# My ballon rams



## barvinok (Nov 20, 2011)

Got two electric blue balloon rams from Richard at the begging of December and a female last Thursday 
It was sooo much fun to watch them


----------



## arash53 (Aug 13, 2011)

They are gorgeous  ,How big is your tank?


----------



## jobber (May 14, 2010)

Wow, you begged Richard in December for ballon rams?!?. They are awesome fish, glad Richards shares the beautiful fish within the community for everyone to enjoy.


----------



## Jasonator (Jul 12, 2011)

Beeeautiful!! they are so fun!


----------



## barvinok (Nov 20, 2011)

arash53: thank you.Tank is about 9 gal

jobber604: Yup, I was lucky to get this awesome fish


----------



## jobber (May 14, 2010)

Glad you shared a video of them with us all.
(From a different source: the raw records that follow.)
PR #4021, opened 2026-09-15
nvme-print-json: print unique capability LBA formats in id-ns

mh2022-meta:
json_nvme_id_ns() walks the LBA format list up to NLBAF, while stdout_id_ns() walks it up to NLBAF + NULBAF. On a namespace that reports unique capability LBA formats (NULBAF != 0) the trailing formats are therefore missing from "nvme id-ns -o json".

With a drive reporting NLBAF=1 and NULBAF=1 the normal output lists three formats:

  lbaf  0 : ms:0   lbads:12 rp:0 (in use)
  lbaf  1 : ms:0   lbads:9  rp:0x2
  lbaf  2 : ms:64  lbads:12 rp:0x1

while the JSON "lbafs" array only contains lbaf 0 and lbaf 1. The same object is also self-inconsistent, as json_nvme_nvm_id_ns() already uses NLBAF + NULBAF when emitting the "elbafs" array.

Use the same bound as the stdout printer.


igaw:
Thanks!

PR #4023, opened 2026-09-15
plugins/seagate: clamp supported-log-pages count and keep JSON output clean

prabhakarpujeri:
## Summary

Two small fixes to `plugins/seagate/seagate-nvme.c`:

1. **Clamp device-reported `NumLogPages` in `seagate_do_controller_health()` (0xC5 vendor log page).** The value comes straight from the device (u32) and was used as the loop bound against the fixed 4096-byte `log_page_map`. A device that reports a count larger than `MAX_SUPPORTED_LOG_PAGE_ENTRIES` (= 341) would cause an out-of-bounds walk of the map in both the plain and the JSON renderers. The count is now clamped right after the read:

```c
if (le32_to_cpu(…NumLogPages…) > MAX_SUPPORTED_LOG_PAGE_ENTRIES)
    NumLogPages = cpu_to_le32(MAX_SUPPORTED_LOG_PAGE_ENTRIES);
```

2. **Keep the JSON view of `stx-vs-fw-activate-history` parseable.** `json_stx_vs_fw_activate_history()` contained two printf()s that fired inside the JSON envelope — a per-entry "Timestamp: %lu" dump inside the walk loop, and a plain-text "No Firmware activate history available" fallback before the enclosing array was closed. Both polluted stdout under `--output-format=json`. The plain-text renderer (`print_stx_vs_fw_activate_history`) already prints its own copies of both lines, so dropping them here is a no-op for the plain view.

## Testing

- `meson setup build-main && ninja -C build-main` — clean.
- ASan+UBSan mock harness (`tests/mock/seagate_log_pages_harness.c`, not part of this PR) drives the 0xC5 path with a hostile `NumLogPages` (= 0xFFFFFFFF, then = 342) and with a malformed history entry: previously crashed/printed past the log-page bounds; now bounded at 341 entries and the JSON stays parseable.

No device-observable behaviour change for correctly-behaved drives in the plain-text view; JSON view goes from "broken JSON" to valid JSON for those drives.


igaw:
Thanks!

PR #4025, opened 2026-09-15
plugins/micron: clamp num_entries in vs-fw-activate-history to the table size

prabhakarpujeri:
## Summary

`num_entries` in the micron fw activation history log page is device-supplied.
Both printers used it as the loop bound (without even `le32_to_cpu()`) against
the fixed `entries[20]` table in `struct micron_fw_activation_history_table`,
which lives inside the 4096-byte log page:

```c
for (count = 0; count < table->num_entries; count++) {
    if (!display_fw_activate_entry(count, &table->entries[count],
            formatted_output, sizeof(formatted_output), NULL))
        printf("%s
", formatted_output);
}
```

A device reporting a count above 20 runs both loops past the array, emitting
bytes past the log buffer into stdout or into the JSON envelope.

This is the exact same pattern as #3993 (seagate fw-activate-history entry-count
clamp) that igaw merged on 2026-09-08.

## Fix

Clamp `table->num_entries` to `ARRAY_SIZE(table->entries)` right after the
existing version/log-page validation, so both views see the bounded value.  The
clamp also applies `le32_to_cpu`/`cpu_to_le32` at that point.

## Testing

- `meson setup build-main && ninja -C build-main`: clean.
- Hostile-input harness (ASan+UBSan) with `num_entries = 0xFFFFFFFF`:
  - **pre-fix**: `heap-buffer-overflow` — read of size 1 at 52 bytes past a
    4116-byte allocation;
  - **post-fix**: loop runs exactly 20 iterations, exit 0.


igaw:
Thanks!

PR #4027, opened 2026-09-15
completions: document no-trailing-space insertion checks in TESTING.md

jimmunn:
Add two manual checklist items verifying that option completion leaves no space after '=' and inserts a completed value with no leading space.


igaw:
Thanks!

PR #4028, opened 2026-09-15
discoverd: validate DLPE target before host-side inheritance

martin-belanger:
A Discovery Log Page Entry carries no host-side addressing, so host_traddr and host_iface are always inherited from the DC. That inheritance is only valid if the entry's own target is actually reachable through the DC's connection.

It's quite the observation of the three squabbling. Reminds me of a public dispute. haha


----------



## Atom (Apr 21, 2010)

They really do look like colourful balloons. Really entertaining. What is the minimum tank size for these guys? Hmm....


----------



## Richard (Apr 23, 2010)

Yes, they are so beautiful. Hope the defeated male won't get stressed too much. :lol:


----------